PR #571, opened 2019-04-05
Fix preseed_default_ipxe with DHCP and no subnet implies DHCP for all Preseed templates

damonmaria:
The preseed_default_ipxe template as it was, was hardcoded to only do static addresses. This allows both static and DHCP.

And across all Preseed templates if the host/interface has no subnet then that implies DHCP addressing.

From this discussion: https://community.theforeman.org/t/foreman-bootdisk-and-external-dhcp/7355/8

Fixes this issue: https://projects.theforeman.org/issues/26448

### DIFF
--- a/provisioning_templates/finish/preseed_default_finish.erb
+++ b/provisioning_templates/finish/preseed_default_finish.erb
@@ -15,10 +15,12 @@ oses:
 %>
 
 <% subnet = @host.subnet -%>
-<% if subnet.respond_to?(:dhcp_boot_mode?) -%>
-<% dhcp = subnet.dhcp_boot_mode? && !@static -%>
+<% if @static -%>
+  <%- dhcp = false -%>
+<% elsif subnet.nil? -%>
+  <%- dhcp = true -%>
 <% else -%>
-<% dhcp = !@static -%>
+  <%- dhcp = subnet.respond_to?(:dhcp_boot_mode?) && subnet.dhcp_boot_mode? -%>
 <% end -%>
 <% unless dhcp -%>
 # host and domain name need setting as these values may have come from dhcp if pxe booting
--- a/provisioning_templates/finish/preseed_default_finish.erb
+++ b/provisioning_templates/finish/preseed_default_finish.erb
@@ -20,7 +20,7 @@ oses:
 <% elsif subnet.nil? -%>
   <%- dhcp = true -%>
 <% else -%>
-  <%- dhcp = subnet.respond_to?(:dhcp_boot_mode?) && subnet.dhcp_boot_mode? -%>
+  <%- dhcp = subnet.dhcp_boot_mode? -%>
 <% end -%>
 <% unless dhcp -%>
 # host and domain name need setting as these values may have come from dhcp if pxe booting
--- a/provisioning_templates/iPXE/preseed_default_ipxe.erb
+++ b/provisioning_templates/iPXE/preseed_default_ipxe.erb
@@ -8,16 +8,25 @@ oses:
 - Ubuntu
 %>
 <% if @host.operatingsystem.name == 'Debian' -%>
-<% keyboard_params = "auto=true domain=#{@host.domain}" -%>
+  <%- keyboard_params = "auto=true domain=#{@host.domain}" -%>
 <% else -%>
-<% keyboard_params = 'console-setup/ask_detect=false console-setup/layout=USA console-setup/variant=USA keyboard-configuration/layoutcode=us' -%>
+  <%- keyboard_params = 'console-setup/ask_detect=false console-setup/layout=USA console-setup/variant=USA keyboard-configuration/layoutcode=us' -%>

• _DIRECTIONS FOR THIS TASK_: Nothing may be dropped or altered. Copy every line above.

• _WRITTEN ANSWER_:
PR #571, opened 2019-04-05
Fix preseed_default_ipxe with DHCP and no subnet implies DHCP for all Preseed templates

damonmaria:
The preseed_default_ipxe template as it was, was hardcoded to only do static addresses. This allows both static and DHCP.

And across all Preseed templates if the host/interface has no subnet then that implies DHCP addressing.

From this discussion: https://community.theforeman.org/t/foreman-bootdisk-and-external-dhcp/7355/8

Fixes this issue: https://projects.theforeman.org/issues/26448

### DIFF
--- a/provisioning_templates/finish/preseed_default_finish.erb
+++ b/provisioning_templates/finish/preseed_default_finish.erb
@@ -15,10 +15,12 @@ oses:
 %>
 
 <% subnet = @host.subnet -%>
-<% if subnet.respond_to?(:dhcp_boot_mode?) -%>
-<% dhcp = subnet.dhcp_boot_mode? && !@static -%>
+<% if @static -%>
+  <%- dhcp = false -%>
+<% elsif subnet.nil? -%>
+  <%- dhcp = true -%>
 <% else -%>
-<% dhcp = !@static -%>
+  <%- dhcp = subnet.respond_to?(:dhcp_boot_mode?) && subnet.dhcp_boot_mode? -%>
 <% end -%>
 <% unless dhcp -%>
 # host and domain name need setting as these values may have come from dhcp if pxe booting
--- a/provisioning_templates/finish/preseed_default_finish.erb
+++ b/provisioning_templates/finish/preseed_default_finish.erb
@@ -20,7 +20,7 @@ oses:
 <% elsif subnet.nil? -%>
   <%- dhcp = true -%>
 <% else -%>
-  <%- dhcp = subnet.respond_to?(:dhcp_boot_mode?) && subnet.dhcp_boot_mode? -%>
+  <%- dhcp = subnet.dhcp_boot_mode? -%>
 <% end -%>
 <% unless dhcp -%>
 # host and domain name need setting as these values may have come from dhcp if pxe booting
--- a/provisioning_templates/iPXE/preseed_default_ipxe.erb
+++ b/provisioning_templates/iPXE/preseed_default_ipxe.erb
@@ -8,16 +8,25 @@ oses:
 - Ubuntu
 %>
 <% if @host.operatingsystem.name == 'Debian' -%>
-<% keyboard_params = "auto=true domain=#{@host.domain}" -%>
+  <%- keyboard_params = "auto=true domain=#{@host.domain}" -%>
 <% else -%>
-<% keyboard_params = 'console-setup/ask_detect=false console-setup/layout=USA console-setup/variant=USA keyboard-configuration/layoutcode=us' -%>
+  <%- keyboard_params = 'console-setup/ask_detect=false console-setup/layout=USA console-setup/variant=USA keyboard-configuration/layoutcode=us' -%>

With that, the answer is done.